SELECT quantiles(0.25, 0.5, 0.75, 0.99)(usage_guest)
  FROM sample.metrics
  WHERE (timestamp BETWEEN '2016-01-01 00:00:00' AND '2016-01-01 12:00:00')

curl --data-binary @- https://try3.hydrolix.live/query <<EOF
SELECT quantiles(0.25, 0.5, 0.75, 0.99)(usage_guest)
  FROM sample.metrics
  WHERE (timestamp BETWEEN '2016-01-01 00:00:00' AND '2016-01-01 12:00:00')
EOF

Aggregations on groups of data⚓︎

<aggregation>Resample(start, end, step)(<aggFunction_params>, resampling_key) lets you divide data into groups, and then separately aggregates the data in those groups.

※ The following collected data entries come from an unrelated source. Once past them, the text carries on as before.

PR #2401, opened 2024-02-16
Allow to opt-out from library evolution

sewerynplazuk:
The pull request adds support for packaging XCFrameworks that were build with library evolution disabled. Additionally it contains changes from [Add the `apple.no_legacy_swiftinterface` feature to disable the automatic library evolution transition on framework rules](https://github.com/bazelbuild/rules_apple/pull/2104) PR that are essential for the packaging to work.

### DIFF
--- a/test/ios_xctestrun_runner_unit_test.sh
+++ b/test/ios_xctestrun_runner_unit_test.sh
@@ -448,6 +448,10 @@ ios_unit_test(
     deps = [":make_var_unit_test_lib"],
     minimum_os_version = "${MIN_OS_IOS}",
     runner = ":ios_x86_64_sim_runner",
+    env = {
+        "MY_MAKE_VAR": "\$(MY_MAKE_VAR)",
+    },
+    toolchains = [":my_make_var"],
 )
 
 ios_unit_test(
@@ -457,6 +461,10 @@ ios_unit_test(
     minimum_os_version = "${MIN_OS_IOS}",
     test_host = ":app",
     runner = ":ios_x86_64_sim_runner",
+    env = {
+        "MY_MAKE_VAR": "\$(MY_MAKE_VAR)",
+    },
+    toolchains = [":my_make_var"],
 )
 EOF
 }


apple/build_settings/build_settings.bzl
```diff
@@ -35,6 +35,12 @@ Declare a code signing identity, to be used in all code signing flows related to
     "use_tree_artifacts_outputs": struct(
         doc = """
 Enables Bazel's tree artifacts for Apple bundle rules (instead of archives).
+""",
+        default = False,
+    ),
+    "no_library_evolution": struct(
+        doc = """
+Disables library evolution and prevents the emission of .swiftinterface files.
```
acecilia, line 43: Could this be rephrased in a positive way, so is more natural to read/understand:

```
        default = True,
    ),
    "enable_library_evolution": struct(
```

sewerynplazuk: Depends on the conventions used in the rules. I didn't finy any flag like this enabled by default. As a alternative, we could go with `allow_internal_distribution` which nicely matches parameter and behavior from `xcodebuild`.

brentleyjones: I like `use_library_evolution`. We shouldn't have `no` in the name of a build setting, because then we get stuff like `--nono_library_evolution`.

apple/build_settings/build_settings.bzl
```diff
@@ -38,6 +38,12 @@ Enables Bazel's tree artifacts for Apple bundle rules (instead of archives).
 """,
         default = False,
     ),
+    "use_library_evolution": struct(
+        doc = """
+Enables library evolution, allowing for the emission of .swiftinterface files.
+""",
+        default = True,
+    ),
```
brentleyjones, line 46: How does this interact with the `apple.no_legacy_swiftinterface`, `swift.emit_swiftinterface`, and `swift.enable_library_evolution` features?

sewerynplazuk: As for `swift.emit_swiftinterface` and `swift.enable_library_evolution`, when `use_library_evolution` has a value of False, they will also be set to `False` for all transitive dependencies.

As for `apple.no_legacy_swiftinterface` (I understand you mean the one declared here https://github.com/bazelbuild/rules_apple/pull/2104) - the behavior is basically the same. From my point of view, it is more convenient to use the flag in the scope of the whole build. However, I am totally fine to use `apple.no_legacy_swiftinterface`.

test/starlark_tests/macos_static_framework_tests.bzl
```diff
@@ -88,6 +92,9 @@ def macos_static_framework_test_suite(name):
         build_type = "simulator",
         compilation_mode = "opt",
         target_under_test = "//test/starlark_tests/targets_under_test/macos:static_fmwk_with_swift_and_avoid_deps",
+        build_settings = {
+            build_settings_labels.use_library_evolution: "True",
+        },
```
sewerynplazuk, line 97: @brentleyjones Do you any idea why the test is failing after setting flag to `true`? Looks like other `build_settings` are ignored as well (i.e. `test/starlark_tests/apple_static_xcframework_import_tests.bzl#L252`) - the test is passing even when I toggle the value.

brentleyjones: I do not.

apple/build_settings/build_settings.bzl
sewerynplazuk: Do you prefer any of the approaches? Would it make sense to cherry pick `apple.no_legacy_swiftinterface` into this PR (or merge it into `main`)?

brentleyjones:
> Additionally it contains changes from Add the apple.no_legacy_swiftinterface feature to disable the automatic library evolution transition on framework rules PR that are essential for the packaging to work

We should land cherry-picks as their own PRs. I commented in that PR as well.

sewerynplazuk:
> > Additionally it contains changes from Add the apple.no_legacy_swiftinterface feature to disable the automatic library evolution transition on framework rules PR that are essential for the packaging to work
> 
> We should land cherry-picks as their own PRs. I commented in that PR as well.

@brentleyjones Makes sense. Is there anything I can do to help with #2104?

brentleyjones:
Is https://github.com/bazelbuild/rules_apple/pull/2104#issuecomment-1683179311 resolved?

Groups are created by splitting the values from one column into intervals.

SQLCURL

SELECT countResample(80,90,2)(usage_guest, usage_guest)
   FROM sample.metrics
   WHERE (timestamp BETWEEN '2016-01-01 00:00:00' AND '2016-01-01 12:00:00')

curl --data-binary @- https://try3.hydrolix.live/query <<EOF
 SELECT countResample(80,90,2)(usage_guest, usage_guest)
   FROM sample.metrics
   WHERE (timestamp BETWEEN '2016-01-01 00:00:00' AND '2016-01-01 12:00:00')
EOF

This groups the metric values [80, 82, 84, 86, 88, 90] and provides counts for each bucket. Very useful!